Date:07/07/2005 URL: http://www.thehindubusinessline.com/2005/07/07/stories/2005070700230800.htm
Back How to salvage Indian agriculture

K. P. Prabhakaran Nair


Any agriculture strategy must involve the farmer. — Parth Sanyal

AGRICULTURE was the focus of the Prime Minister's attention at the recent National Development Council (NDC) meeting attended by Chief Ministers and the top brass of the Planning Commission. Again, the Prime Minister succumbed to the idea of forming a sub-committee on agricultural affairs.

With two years to go before the curtain falls on the Tenth Plan, and at the time when the NDC is "endorsing" the Mid-Term Appraisal (MTA), one must introspect on the goings-on in the agricultural sector in the last 13 months — the time the United Progressive Alliance (UPA) Government has been in office.

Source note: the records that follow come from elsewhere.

Issue #1529, opened 2024-12-18
Allow creation of no-uplink OVN networks with both IPv4 and IPv6 disabled and without an associated logical router.


stevmills:
# Required information

 * Distribution: `Ubuntu`
 * Distribution version: `Ubuntu 22.04.5 LTS`
 * Kernel version: `5.15.0-128-generic`
 * LXC version: `5.0.4`
 * Incus version: `6.8`
 * Storage backend in use: `dir`

# Issue description

Incus already allows creation of OVN networks that specify `network=none`.

This issue is to request a new feature that also allows OVN networks to be created with both IPv4 and IPv6 disabled:

`incus network create my-net network=none --type ovn ipv4.address=none ipv6.address=none`

When both `ipv4.address=none` and `ipv6.address=none` are provided, the expected behavior would be that no associated logical router would get created for the new OVN network.

The use case behind this feature request is an attempt to deploy medium to large virtual environments to Incus using a tool that historically has targeted vSphere instantiations for deployment.

<img width="1148" alt="Screenshot 2024-12-17 at 11 04 28 PM" src="https://github.com/user-attachments/assets/011eefac-b8f5-42ec-afc2-bcf4778ad79c" />

These environments intentionally use real router and firewall OS such Cisco's CSR and ASA virtual appliances and VyOS VMs to enhance realism.

The ability to create OVN networks without logical routers would be required to deploy these types of virtual environments.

There can be no discussion on agriculture independent of the farmer because more than 60 per cent of India's population is engaged in agricultural activity, one way or another.

The first question that needs to be asked is: Are the terms of trade favourable to the farmer?

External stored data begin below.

PR #1535, opened 2024-12-20
Encode mc alias for storage buckets to match allowed characters

monkz:
Encode and prefix the bucket name as mc has requirements for alias naming.
See @ https://github.com/minio/mc/blob/f4dd5e4a07ffe764f2f489a5f42c4079128e405e/cmd/config.go#L174

This allows - for example - to use incus project names with numbers as first character.

### DIFF
--- a/internal/server/storage/s3/miniod/miniod.go
+++ b/internal/server/storage/s3/miniod/miniod.go
@@ -3,13 +3,13 @@ package miniod
 import (
 	"bytes"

If not, why? Productivity is no longer the focus. The farmers not only need to produce higher quantities, they need to do so competitively.

Up to about the early 1990s, agriculture thrived; not because there were breakthroughs in agriculture technology, for the so-called Green Revolution had run out of steam by the late 1970s and productivity was stagnating due to environmental, primarily soil related, problems, but because agriculture was "protected" by tariff walls.

The farmer was content to produce, however non-competitively, because there was a ready domestic market to absorb his produce.

And he could also export the surplus. But all that changed when the World Trade Organisation entered the picture. Vietnam edged out the premium Malabar pepper, and Guatemala replaced the Indian cardamom because both countries not only produced these commodities in surplus, but did so at more competitive prices.

This despite the fact that it was in Panniyur in Kannur district of Kerala, in 1953, that the first pepper research station in the world was established.

For cardamom, India was on top of the world trade up to the 1970s and nobody then had even heard of the tiny South American country of Guatemala.

This takes us to the central and very unsettling question: Has the agricultural fraternity been able to provide competitive and sustainable technology to the Indian farmer? The technology that the farmer adopts to produce pepper or cardamom in the 21st century is almost the same as that used in the previous century; it is 30 years old. Ditto for foodgrains. Ask a rice or wheat farmer from Punjab and he would credit his success to a combination of a good variety, plenty of water for irrigation, chemical fertilisers and pesticides.